# brakes making grinding noise?



## thegoodlife (Jan 8, 2007)

Hey guys,

I recently changed the rear brakes on my 2001 300ci

They felt low and the light was on, however come to find out the light was on from the front brakes (which I had changed a month previous)

Compared to the new brake pads the old pads were about half of what they were (didn't look like they needed changing to me)

I went ahead and changed them (might as well while I had them off)

Now I can hear a grinding sound coming from my rear driver side tire when I break, but not immediatly, it only makes the sound when I am coming to a stop, but it is a horrible grinding sound

any ideas on what is going on?

on a side note: I re-used the oem pad wear sensor but the light is still on, does this have to be reset someone?


----------



## mywheels (Dec 27, 2006)

*Check the rotors*

The first thing that comes to mind is the rotors. What is the condition of the rotors? If the rotors have grooves worn then the pads won't seat properly (eventually they may but you won't have full braking power). Also, if a ridge has developed around the outer edge of the rotor then that may account for the noise. Solid rotors can be "turned" if not too thin but slotted ones must be replaced.

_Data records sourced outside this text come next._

PR #446, opened 2026-07-23
Fix: harden MCP security and GitHub issue boundaries

0xLeif:
## Summary

- make MCP read-only by default; mutating tools require `mcp --allow-write` and always use the configured server root
- confine reads beneath retained root capabilities and reject traversal, symlink/junction/reparse, special-file, identity-replacement, malformed-input, and notification-write paths
- fail closed across checked Gradle/Cargo/Node discovery, CLI coverage, GitHub issue/import paths, response/input budgets, and exact JSON-RPC argument validation
- synchronize canonical specs, semantic deltas, companions, lifecycle artifacts, changelog, and public security documentation

## Exact revision

- final implementation and accepted evidence: `044ab6f46518d6ed8d61287a22ca279eda0ad069`
- final source implementation parent: `dec4cd2f1849b05fafbdcecfcb428db59b4ce022`

## Verification

- formatting, Clippy/type checks, release build, and complete `fledge lanes run verify`: passed
- unit tests: **1,959 passed, 0 failed**
- integration tests: **319 passed, 0 failed**
- lifecycle: **68 active changes valid**
- spec validation: **62/62 passed**, zero warnings or failures
- coverage: **105/105 files** and **107,701/107,701 LOC** (**100%**)
- spec quality: **62/62 at 100/A**
- CHG-0063 and dependent CHG-0062 were freshly verified in final dependency order and accepted using the human closing approval
- no unresolved inline review threads; the independent review's only medium finding is fixed
- native hosted Windows junction/reparse tests passed on the final source implementation tree
- exact-tree private `CorvidLabs/spec-sync-sandbox` replay passed with hash-bound evidence
- `fledge trust verify --range origin/main..HEAD`: passed
- Augur: **review**, risk **51.18**, below the block threshold; no BLOCK verdict
- Attest: commit note recorded and verified with tests passed and human approval

## Hosted gate

The final GitHub Actions run for `044ab6f` is in progress. Merge is gated on all required hosted checks succeeding.

Fixes #414

PR #450, opened 2026-07-24
fix: confine MCP tool roots to the server root (closes #414)

### LINKED ISSUE #414: MCP tools accept arbitrary root paths — arbitrary file write outside the server root
## Problem

Every MCP tool accepts a `root` argument that is used verbatim — there is no confinement to the server's `--root`. A caller (or a prompt-injected agent client) can make the server write files anywhere on the filesystem.

Verified on the published v5.2.0 asset:

```
$ specsync mcp --root /tmp/legit-server
# JSON-RPC: tools/call specsync_generate {"root": "/tmp/victim"}
# → {"count": 1, "generated": ["specs/evil/evil.spec.md"]}
# /tmp/victim/specs/evil/evil.spec.md now exists, written by the server
```

Any writable path works; nothing checks that `root` equals (or is contained in) the server's configured root.

## Why it matters

The MCP server is explicitly offered to AI agents (`specsync mcp`). An unconfined write primitive turns a prompt-injection into arbitrary file creation/overwrite on the host — well beyond the read-mostly surface (`check`/`coverage`/`score`) the other tools expose.

## Suggested fix

Default every tool to the server's `--root`; if a `root` arg is kept, reject paths that are not the server root or a child of it (canonicalized, symlink-resolved). Write-capable tools (`generate`, anything else that mutates) should be opt-in via a server flag.

Related hardening from the same probe: tool args aren't validated against their advertised schemas (`strict: "yes please"` coerces to false without `-32602`), and known-method notifications (no `id`) incorrectly get a `"id":null` response, which JSON-RPC forbids.

Reproduced via stdio JSON-RPC probe; happy to share the script.

0xLeif:
## Summary

Every MCP tool accepted a caller-supplied `root` verbatim, allowing an arbitrary file write outside the server root. **Verified exploit:** `specsync_generate` with `{"root":"/tmp/victim"}` wrote `/tmp/victim/specs/evil/evil.spec.md` — a hostile or prompt-injected MCP client could make the server process write files anywhere it had permissions.

This was handled per SECURITY.md. Given the arbitrary-write primitive, we recommend maintainers consider publishing a security advisory for this issue.

## Fix

- **All tools default to the server `--root`.** A caller-supplied `root` is accepted only if it is the server root or a path inside it; anything else is rejected with `-32602` (Invalid params) via the new `util::confine_path_to_root`, which canonicalizes both paths (symlink- and `..`-resolved) before comparing.
- **Write tools gated:** `specsync_generate` and `specsync_init` now require the new `specsync mcp --allow-writes` flag, so a connected agent gets a read-only surface by default.
- **Schema validation:** `tools/call` arguments are validated against the schemas advertised by `tools/list`; unknown argument names and wrongly typed values are rejected with `-32602` before touching the filesystem.
- **JSON-RPC correctness:** notifications for known methods (no `id` member) no longer receive a forbidden `"id": null` response; parse errors and explicit `"id": null` requests still behave per spec.

## After

The same call — `specsync_generate {"root":"/tmp/victim"}` — now returns `-32602 path ... is outside the server root` and writes nothing.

Also, the pad wear sensor should be replaced with the pads.

- Erik


----------



## thegoodlife (Jan 8, 2007)

I'll take the rotor off and check the back side of it, I'm almost positive that is the problem. Can I take the rotor to a machine shop and have them grind it down (if it is a solid rotor). I'm not familiar with BMW rotors but on other vehicles in the past I have done this.


----------



## Blinky330XI (Feb 21, 2005)

good luck trying to grind em down... I was also told to replace the pads and rotors at the same time... might cost a lil more $$$ up front, but it may save some time down the line.


----------